Issue #1113, opened 2020-08-24
Record query traces


malin1993ml:
One necessary functionality for the pilot is to record the traces of past queries and forecast future workloads. For now, we'll skip the forecasting steps, but we need to record the query traces.

We'll piggyback the metrics framework for this. Here's a sketch for the steps:
1. First, please set up [Clion](https://github.com/cmu-db/terrier/wiki/Develop-and-Debug-with-CLion) for your development and read through the [development guideline](https://github.com/cmu-db/terrier/wiki/Coding-Guideline).
1. Add a `metrics_query_trace` command line flag in `settings_defs.h`. This is similar to other metrics, like `metrics_pipeline` or `metrics_bind_command`. 
2. Hook up `metrics_query_trace` to the system by modifying `db_main.h`. Again, this would be similar to other metrics in the system.
3. Add a new `query_trace_metric.h` file in `src/include/metrics`. This metric component will have two metric files: `query_text.csv` and `query_trace.csv`. A good example to look at is `logging_metric.h` where the metric component is also responsible for two files.
4. You will add two hooks in `metrics_store.h` to connect the related places (described below) in the codebase to `MetricsStore` to put data into `QueryTraceMetric`.
5. In `traffic_cop.cpp`, add a function call in `CodegenPhysicalPlan` to record two things for `query_text.csv`: the query id (using `exec_query->GetQueryId()`) and the query text (using `portal->GetStatement()->GetQueryText()`).
6. In `traffic_cop.cpp`, add a function call in `RunExecutableQuery` to record two things for `query_trace.csv`: the query id (using `exec_query->GetQueryId()`) and the current timestamp (using `MetricsUtil::Now()`). 
7. Enable the query trace metrics by passing in the `-metrics_query_trace` flag when executing the terrier binary. Test whether the query texts and traces are recorded correctly using OLTPBench.

malin1993ml:
Addressed by #1161.

PR #1161, opened 2020-09-07
Query Trace Recording

rabbit721:
This PR adds new infrastructure to record SQL queries #1113.


src/traffic_cop/traffic_cop.cpp
```diff
@@ -364,6 +366,16 @@ TrafficCopResult TrafficCop::CodegenPhysicalPlan(
...
 
   // TODO(Matt): handle code generation failing
+  auto &resource_metrics = common::thread_context.resource_tracker_.GetMetrics();
+
+  const bool query_trace_metrics_enabled =
+      common::thread_context.metrics_store_ != nullptr &&
+      common::thread_context.metrics_store_->ComponentToRecord(metrics::MetricsComponent::QUERY_TRACE);
+  if (query_trace_metrics_enabled) {
+    common::thread_context.metrics_store_->RecordQueryText(exec_query->GetQueryId(),
+                                                           portal->GetStatement()->GetQueryText(), resource_metrics);
```
malin1993ml, line 376: We don't need the `resource_metrics` for query texts. We can just remove that one. Instead, we can append the timestamp at the end.

src/traffic_cop/traffic_cop.cpp
```diff
@@ -406,6 +418,17 @@ TrafficCopResult TrafficCop::RunExecutableQuery(const common::ManagedPointer<net
...
 
+  auto &resource_metrics = common::thread_context.resource_tracker_.GetMetrics();
+
+  const bool query_trace_metrics_enabled =
+      common::thread_context.metrics_store_ != nullptr &&
+      common::thread_context.metrics_store_->ComponentToRecord(metrics::MetricsComponent::QUERY_TRACE);
+
+  if (query_trace_metrics_enabled) {
+    common::thread_context.metrics_store_->RecordQueryTrace(exec_query->GetQueryId(), metrics::MetricsUtil::Now(),
+                                                            resource_metrics);
```
malin1993ml, line 429: Similarly, we don't need the `resource_metrics` here as well.

malin1993ml (changes requested):
I think overall this is good! Just two minor changes.

A high-level thing is that I think we also need to add a test case for the actual data recording like [here](https://github.com/cmu-db/terrier/blob/master/test/metrics/metrics_test.cpp#L74). For that, you can reference the [traffic_cop_test](https://github.com/cmu-db/terrier/blob/master/test/traffic_cop/traffic_cop_test.cpp). You pretty much need to [enable all the layers](https://github.com/cmu-db/terrier/blob/master/test/traffic_cop/traffic_cop_test.cpp#L41) of the system. Then create a table and issue some simple queries to the system. The query id and the timestamp might be difficult to check, but at least you can check that the query string is correct and the right number of records is recorded. The `create table` query may not be logged but that's okay.

src/traffic_cop/traffic_cop.cpp
rabbit721: Removed `resource_metrics`.

src/traffic_cop/traffic_cop.cpp
rabbit721: Removed `resource_metrics`.

src/traffic_cop/traffic_cop.cpp
```diff
@@ -364,6 +366,15 @@ TrafficCopResult TrafficCop::CodegenPhysicalPlan(
       common::ManagedPointer<const std::string>(&portal->GetStatement()->GetQueryText()));
 
   // TODO(Matt): handle code generation failing
+
+  const bool query_trace_metrics_enabled =
+      common::thread_context.metrics_store_ != nullptr &&
+      common::thread_context.metrics_store_->ComponentToRecord(metrics::MetricsComponent::QUERY_TRACE);
+  if (query_trace_metrics_enabled) {
+    common::thread_context.metrics_store_->RecordQueryText(exec_query->GetQueryId(),
+                                                           portal->GetStatement()->GetQueryText());
```
malin1993ml, line 375: Let's add the timestamp as the third parameter here. May also be useful.

test/metrics/metrics_test.cpp
```diff
@@ -199,6 +213,56 @@ TEST_F(MetricsTests, TransactionCSVTest) {
...
+    EXPECT_TRUE(false);
+  }
+
+  std::this_thread::sleep_for(std::chrono::seconds(1));
+
+  metrics_manager_->Aggregate();
+  const auto aggregated_data = reinterpret_cast<QueryTraceMetricRawData *>(
+      metrics_manager_->AggregatedMetrics().at(static_cast<uint8_t>(MetricsComponent::QUERY_TRACE)).get());
+  EXPECT_NE(aggregated_data, nullptr);
+  EXPECT_GE(aggregated_data->query_trace_.size(), 2);  // 2 data point recorded
```
malin1993ml, line 248: Should this be `EXPECT_GE` or `EXPECT_EQ`?

test/metrics/metrics_test.cpp
```diff
@@ -199,6 +213,56 @@ TEST_F(MetricsTests, TransactionCSVTest) {
...
+  if (!(aggregated_data->query_trace_.empty())) {
+    EXPECT_GE(aggregated_data->query_trace_.begin()->timestamp_, 2);  // 1 records: create table
```
malin1993ml, line 250: Same here. Also, is the "create table" comment valid here?

test/metrics/metrics_test.cpp
```diff
@@ -199,6 +213,56 @@ TEST_F(MetricsTests, TransactionCSVTest) {
...
+  }
+  EXPECT_GE(aggregated_data->query_text_.size(), 2);  // 2 data point recorded
```
malin1993ml, line 252: Same here.

malin1993ml (changes requested):
Thanks for the updates! Only a few nits left. Also, you need to merge the latest master and resolve the conflicts.

test/metrics/metrics_test.cpp
rabbit721: Fixed it to be `EXPECT_EQ`.

malin1993ml (approved):
LGTM! Just need to pass the build.

PR #1162, opened 2020-09-09
Run clang-format-10 on codebase

mbutrovich:
This is in preparation of bumping our toolchain to LLVM 10. It seems the only major behavior change is how it groups included files. We've seen this behavior already from people (like myself) submitting PRs formatted with the CLion-bundled clang-format (which is newer than the 8 our repo uses).

There are 3 lines that ended up incompatible with clang-format-8 after running 10, so I ran 8 over it again to undo those. This will at least bring the diff down dramatically for the PR that switches over to 10.

### DIFF
--- a/CMakeLists.txt
+++ b/CMakeLists.txt
@@ -137,7 +137,7 @@ endif ()
 # COMPILER TOOLS
 ###################################################
 
-set(CLANG_TOOLS_VERSION "10")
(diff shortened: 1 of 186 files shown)


mbutrovich:
So, not compatible since it fails check-format with clang-format-8. We'll have to coordinate how to orchestrate this switch.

□ □ □ □

Directions
Go through the listing above. Show each line where the word "will" is found.

Task answer
3. Add a new `query_trace_metric.h` file in `src/include/metrics`. This metric component will have two metric files: `query_text.csv` and `query_trace.csv`. A good example to look at is `logging_metric.h` where the metric component is also responsible for two files.
4. You will add two hooks in `metrics_store.h` to connect the related places (described below) in the codebase to `MetricsStore` to put data into `QueryTraceMetric`.
There are 3 lines that ended up incompatible with clang-format-8 after running 10, so I ran 8 over it again to undo those. This will at least bring the diff down dramatically for the PR that switches over to 10.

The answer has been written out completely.